### EXERCISE INSTRUCTIONS
Look through the lines below; wherever the word "apart" appears, copy that line.

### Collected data
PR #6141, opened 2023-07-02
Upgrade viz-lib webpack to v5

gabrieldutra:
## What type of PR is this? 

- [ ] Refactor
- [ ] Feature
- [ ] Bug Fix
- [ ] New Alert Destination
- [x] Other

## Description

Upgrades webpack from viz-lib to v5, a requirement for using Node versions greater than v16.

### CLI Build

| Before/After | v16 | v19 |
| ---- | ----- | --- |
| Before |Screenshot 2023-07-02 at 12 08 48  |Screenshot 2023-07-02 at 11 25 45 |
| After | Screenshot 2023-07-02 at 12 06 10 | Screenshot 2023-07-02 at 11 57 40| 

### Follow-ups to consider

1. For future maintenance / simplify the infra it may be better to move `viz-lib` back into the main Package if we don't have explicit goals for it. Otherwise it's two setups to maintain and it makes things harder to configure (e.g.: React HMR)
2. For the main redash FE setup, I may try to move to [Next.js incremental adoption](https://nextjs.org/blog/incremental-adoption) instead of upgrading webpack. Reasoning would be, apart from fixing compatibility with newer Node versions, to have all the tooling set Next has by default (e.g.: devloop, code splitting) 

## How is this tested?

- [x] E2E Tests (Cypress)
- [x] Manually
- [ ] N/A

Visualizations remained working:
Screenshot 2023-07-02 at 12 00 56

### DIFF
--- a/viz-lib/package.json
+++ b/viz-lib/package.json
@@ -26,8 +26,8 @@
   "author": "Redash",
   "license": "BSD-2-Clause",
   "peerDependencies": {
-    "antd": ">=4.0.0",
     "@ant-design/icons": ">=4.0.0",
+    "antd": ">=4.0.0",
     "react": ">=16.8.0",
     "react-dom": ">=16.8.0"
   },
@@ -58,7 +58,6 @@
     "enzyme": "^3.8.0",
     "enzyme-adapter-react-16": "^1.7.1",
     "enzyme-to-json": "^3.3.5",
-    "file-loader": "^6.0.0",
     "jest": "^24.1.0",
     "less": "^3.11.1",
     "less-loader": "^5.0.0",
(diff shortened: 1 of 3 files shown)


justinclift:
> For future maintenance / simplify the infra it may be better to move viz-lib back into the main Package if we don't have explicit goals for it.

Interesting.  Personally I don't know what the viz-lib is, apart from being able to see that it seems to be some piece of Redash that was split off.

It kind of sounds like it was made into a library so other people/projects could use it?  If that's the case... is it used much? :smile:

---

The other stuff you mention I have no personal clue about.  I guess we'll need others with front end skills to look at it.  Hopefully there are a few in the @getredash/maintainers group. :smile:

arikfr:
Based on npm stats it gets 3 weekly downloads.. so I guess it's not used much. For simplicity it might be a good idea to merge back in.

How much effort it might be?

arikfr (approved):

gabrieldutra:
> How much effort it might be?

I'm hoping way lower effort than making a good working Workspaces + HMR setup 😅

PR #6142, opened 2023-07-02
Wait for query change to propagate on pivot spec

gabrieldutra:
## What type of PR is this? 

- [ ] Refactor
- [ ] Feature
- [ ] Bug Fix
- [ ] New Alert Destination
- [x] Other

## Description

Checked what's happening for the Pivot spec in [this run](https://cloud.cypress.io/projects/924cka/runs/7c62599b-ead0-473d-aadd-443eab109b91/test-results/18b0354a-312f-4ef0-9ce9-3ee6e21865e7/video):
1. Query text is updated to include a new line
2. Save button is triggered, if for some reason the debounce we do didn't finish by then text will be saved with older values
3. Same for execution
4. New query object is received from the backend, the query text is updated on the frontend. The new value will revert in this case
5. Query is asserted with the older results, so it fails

### RESULT
2. For the main redash FE setup, I may try to move to [Next.js incremental adoption](https://nextjs.org/blog/incremental-adoption) instead of upgrading webpack. Reasoning would be, apart from fixing compatibility with newer Node versions, to have all the tooling set Next has by default (e.g.: devloop, code splitting) 
Interesting.  Personally I don't know what the viz-lib is, apart from being able to see that it seems to be some piece of Redash that was split off.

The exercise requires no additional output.